**What is being asked**.
Determine how many lines in the entries below include "coffee". The reply should be that number and nothing else.

**Data listing**.

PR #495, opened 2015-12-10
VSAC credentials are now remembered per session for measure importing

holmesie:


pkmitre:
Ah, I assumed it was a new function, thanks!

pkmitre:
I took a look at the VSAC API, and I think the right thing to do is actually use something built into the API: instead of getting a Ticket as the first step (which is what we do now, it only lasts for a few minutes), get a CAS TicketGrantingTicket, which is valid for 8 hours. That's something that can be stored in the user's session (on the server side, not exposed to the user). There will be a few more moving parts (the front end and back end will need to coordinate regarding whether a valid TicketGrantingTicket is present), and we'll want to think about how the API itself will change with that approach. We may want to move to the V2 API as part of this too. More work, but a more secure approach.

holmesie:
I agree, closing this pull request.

---

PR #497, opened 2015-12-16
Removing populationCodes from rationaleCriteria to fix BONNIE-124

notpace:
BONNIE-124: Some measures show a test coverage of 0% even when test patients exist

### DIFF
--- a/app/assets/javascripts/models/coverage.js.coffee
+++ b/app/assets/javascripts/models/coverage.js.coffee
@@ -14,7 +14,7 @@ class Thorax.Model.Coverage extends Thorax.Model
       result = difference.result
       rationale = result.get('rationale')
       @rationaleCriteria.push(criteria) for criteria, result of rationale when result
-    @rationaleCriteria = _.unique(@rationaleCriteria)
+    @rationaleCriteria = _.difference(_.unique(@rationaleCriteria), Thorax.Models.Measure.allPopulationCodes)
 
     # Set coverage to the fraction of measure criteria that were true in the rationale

**Result**.
2